As social workers, we sometimes forget the power of our words and actions. We are called to be encouraging, uplifting, and empowering. Likewise, we are to help our clients see the truth about themselves, knowing that the truth could set them free. Let’s face it; we work with some clients whose lives are pretty messed up and they need assistance to make positive changes. Yet, people do not change if they do not know what it is that needs changing.

Jesus said that as Christians, we are to be salt and light. In Jesus’ day, salt was used as a preservative. It was rubbed into meat to stop the rotting process. So, as salt, Christians are to stop the spread of destruction. But another thing salt does is stimulate thirst. So we are to stop the spread of destruction and stimulate a thirst for truth in others.

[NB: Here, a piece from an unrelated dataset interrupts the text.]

PR #286, opened 2018-02-12
FAD-6181 added sending domains tab, fixing bug in api keys tab, need …

bizob2828:
I had to abstract some sending domains components so they can be shared on list and then the sending domains tab in sending domains edit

In addition to being salt, Christians are to be light, which means we are to proclaim the gospel and do good works. Jesus said, “Let your light so shine before men, that they may see your good works and glorify your Father in heaven” (Matthew 5:16).

We are called to be salt and light—to live a godly life. God has planted us as believers in this world, including in the profession of social work. He has put His people in the culture to influence it, to make a difference.

Upon completion of this assignment, you should be able to:

  • Implement ethical, Christ-like attitudes, values, and worldview appropriate to context. (PO 1)


Background Information

For we are God’s workmanship created in Christ Jesus to do good works which God prepared in advance for us to do.
Ephesians 2:10
Let your light so shine before men, that they may see your good works and glorify your Father in heaven.
Matthew 5:16
When your words came, I ate them; they were my joy and my heart’s delight, for I bear your name, O Lord God Almighty.
Jeremiah 15:16


  1. Navigate to the threaded discussion and respond to the following discussion questions:
  2. Considering the power of words, articulate a social workers’ responsibility for and influence over those vulnerable clients we work with. Please incorporate the NASW Code of Ethics in your discussion (https://www.socialworkers.org/).
    1. Integrate the concept of being the “joy and hearts delight” into your work with clients in the social work profession. In a practical sense, how have you balanced stopping destruction and stimulating the thirst for truth in others?